CONFLIT. Les positions demeurent fermes chez les deux parties en présence dans l’actuelle négociation entre la direction d’Olymel et le Syndicat des employés de l’usine de Vallée-Jonction.

Après des séances de négociation tenues jeudi et vendredi, aucune entente n’est encore possible malgré une proposition du groupe de conciliation qui avait été accepté par la partie patronale. Le syndicat des employés a finalement quitté la séance n’ayant pas obtenu certains éléments souhaités.
Pour le premier vice-président d’Olymel, Paul Beauchamp, la situation est décevante, alors qu’une grève générale illimitée paralyse les opérations depuis le 28 avril dernier. « Cette proposition de l’équipe de conciliation contenait tous les éléments en mesure de rallier les deux parties. L’attitude des représentants syndicaux est incompréhensible et ne fera que retarder le règlement d’un conflit qui a trop duré ».

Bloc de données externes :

PR #32, opened 2022-10-14
Add a page with links to the relevant referral form

felixclack:
### Context

When someone completes the eligibility screener, they should see
guidance on the appropriate referral form they need to use.

Currently, the forms are hosted on GOV.UK so we opted to hotlink to them
and accept the maintenance that comes with hotlinking. This is
preferable over having to host them in the service and keep them in sync
with the GOV.UK ones.

This change introduces a simple session based method to persist teh
eligibility check across multiple steps of the form.

It is anticipated that this will evolve into something like the
solutions on Find and Access.

### Checklist

- [x] Attach to Trello card
- [x] Rebased main
- [x] Cleaned commit history

Screenshot 2022-10-14 at 12 09 08 pm
Screenshot 2022-10-14 at 12 08 26 pm

### DIFF
--- a/app/controllers/pages_controller.rb
+++ b/app/controllers/pages_controller.rb
@@ -1,4 +1,8 @@
 class PagesController < ApplicationController
+  def complete
+    @eligibility_check = EligibilityCheck.find(session[:eligibility_check_id])
+  end
+
   def start
   end
 end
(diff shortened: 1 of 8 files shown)


tvararu (approved):
:boom:

PR #42, opened 2022-10-17
Add the serious misconduct screener question

felixclack:
One of the questions in the screener asks if you are reporting serious
misconduct.

Choosing "no" prompts you to report the issue somewhere else.

Both "yes" and "I'm not sure" take you to the next step in the flow.

The "I'm not sure" option also displays a hint as to what to do next.

This question was created using the recently added form generator.

There is no back link present, nor any object orchestrating the question
order. These will be added in subsequent PRs.

I was using this question as a qay of verifying the form generator was
configured appropriately for the refer project.

### Checklist

- [x] Attach to Trello card
- [x] Rebased main
- [x] Cleaned commit history

| Name | Screen |
| - | - |
| Default | Screenshot 2022-10-17 at 12 42 07 pm |
| Error | Screenshot 2022-10-17 at 12 42 46 pm |
| Not sure |  Screenshot 2022-10-17 at 12 43 10 pm |
| Choosing No | Screenshot 2022-10-17 at 12 42 57 pm |

### DIFF
--- a/app/controllers/reporting_as_controller.rb
+++ b/app/controllers/reporting_as_controller.rb
@@ -9,7 +9,7 @@ class ReportingAsController < ApplicationController
       ReportingAsForm.new(reporting_as_params.merge(eligibility_check:))
     if @reporting_as_form.save
       session[:eligibility_check_id] = eligibility_check.id
-      redirect_to you_should_know_path
+      redirect_to serious_path
     else
       render :new
     end
--- a/app/controllers/serious_misconduct_controller.rb
+++ b/app/controllers/serious_misconduct_controller.rb
@@ -1,0 +1,28 @@
+class SeriousMisconductController < ApplicationController
+  def new
+    @serious_misconduct_form = SeriousMisconductForm.new
+  end
+
+  def create
+    @serious_misconduct_form =
+      SeriousMisconductForm.new(
+        serious_misconduct_form_params.merge(eligibility_check:)
+      )
+    if @serious_misconduct_form.save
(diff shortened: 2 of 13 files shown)


app/controllers/serious_misconducts_controller.rb
```diff
@@ -0,0 +1,28 @@
+class SeriousMisconductsController < ApplicationController
```
tvararu, line 1: Should this be singular?

```suggestion
class SeriousMisconductController < ApplicationController
```

spec/system/service_wizard_spec.rb
```diff
@@ -30,6 +34,25 @@
...
+    when_i_press_continue
+    then_i_see_a_validation_error
+
+    when_i_choose_not_sure
+    then_i_see_the_not_sure_hint
+
+    when_i_choose_no
+    when_i_press_continue
+    then_i_see_the_not_serious_misconduct_page
+  end
```
tvararu, line 54: This pattern is against a rule in our testing styleguide, we should try to have system specs that only have one scenario: https://github.com/DFE-Digital/refer-serious-misconduct/blob/main/docs/testing_styleguide.md#rules

Our test suite in Find grew pretty unwieldy because we didn't apply this rule earlier... let's try it differently this time.

Perhaps for now, we can simply extend the main scenario with these assertions, and as it grows, we can consider extracting out separate scenarios/files for testing things like validations or dead-ends.

tvararu (approved):

PR #46, opened 2022-10-18
Add a support interface for eligibility checks

felixclack:
### Context

We want a page in the support interface to provide some visibility into
the eligibility checks that are created by this service.

Taking inspiration from [Find](https://github.com/DFE-Digital/find-a-lost-trn/pull/53), this change introduces
a basic implementation of a list of `EligibilityCheck`s.

The list is limited to the most recent 100 records. When the list
starts to exceed that limit in production, we can look at adding
pagination.

Also at this point, we haven't added any data anonymisation to this page
as there is nothing personal or specific stored yet. When that changes
we can revisit this decision.

### Checklist

- [x] Attach to Trello card
- [x] Rebased main
- [x] Cleaned commit history

Screenshot 2022-10-18 at 10 24 56 am

### DIFF
--- a/app/views/support_interface/eligibility_checks/index.html.erb
+++ b/app/views/support_interface/eligibility_checks/index.html.erb
@@ -1,0 +1,33 @@
+<% content_for :page_title, 'Eligibility Checks' %>
+
+<h1 class="govuk-heading-l">
+  Eligibility Checks
+  <span class="govuk-caption-l">
+    Ordered by last updated, showing <%= "#{[100, EligibilityCheck.count].min} of #{EligibilityCheck.count}" %> total
+  </span>
+</h1>
+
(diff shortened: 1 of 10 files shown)


app/views/support_interface/eligibility_checks/index.html.erb
```diff
@@ -0,0 +1,33 @@
...
+    end
+
+    summary_list.row do |row|
+      row.key(text: 'Updated at')
+      row.value(text: eligibility_check.updated_at)
+    end
+
+    summary_list.row do |row|
+      row.key(text: 'Reporting as')
+      row.value(text: eligibility_check.reporting_as)
```
tvararu, line 25: Can we `.titleize` this and the serious misconduct answer later?

tvararu (approved):

PR #47, opened 2022-10-18
Add the teaching in England question

felixclack:
The screener includes a question to determine if the person being
referred was teaching in England at the time of alleged offence.

This helps establish jurisdiction.

If the answer is no, then we display a no jurisdiction message and end
the screener at that point.

If the answer is yes or not sure, then we continue with the next
question.

With the addition of this question, the need for an object to
orchestrate the order of the questions is becoming more pressing.

This will happen in an upcoming PR and again will take inspiration from
the implementation in Find.

### Checklist

- [x] Attach to Trello card
- [x] Rebased main
- [x] Cleaned commit history

Screenshot 2022-10-18 at 11 39 39 am


tvararu (approved):
:+1:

Pour le président du syndicat des travailleurs, Martin Maurice, des éléments additionnels auraient pu valoir une présentation de l’entente devant les membres, ce qui n’est pas encore le cas à l’heure actuelle. « Le conciliateur a essayé de rapproché les parties, mais mon mandat est clair. L’employeur est à 5,10 $ pour 6 ans et à 5,70 $ pour 7 ans. Nous avons fait une proposition à 6 $ pour six ans. J’étais prêt à présenter ça, mais pas à le recommander et je n’ai eu aucun retour. »

« La proposition du conciliateur ne contient pas ce que l’on aurait souhaité, mais nous l’avons accepté dans l’objectif de mettre fin au conflit. On ne comprend pas ce qui manque, compte tenu qu’elle contient presque ce qui avait été préalablement présenté. Nous avons dit aux travailleurs que monétairement, plus vous en voulez, plus la durée sera longue. De se retrouver où nous sommes aujourd’hui est incompréhensible », ajoute M. Beauchamp.

Ce dernier ajoute que c’est maintenant aux travailleurs de se prononcer. Quant à Martin Maurice, il ne voit pas quand les deux parties pourront enfin se rejoindre pour mettre un terme au conflit. « L’employeur souhaitait que je présente la proposition du conciliateur. Je vais présenter quelquechose que je suis capable de vendre. Je vais consulter mes membres, mais je me doute de la réponse », dit-il en terminant.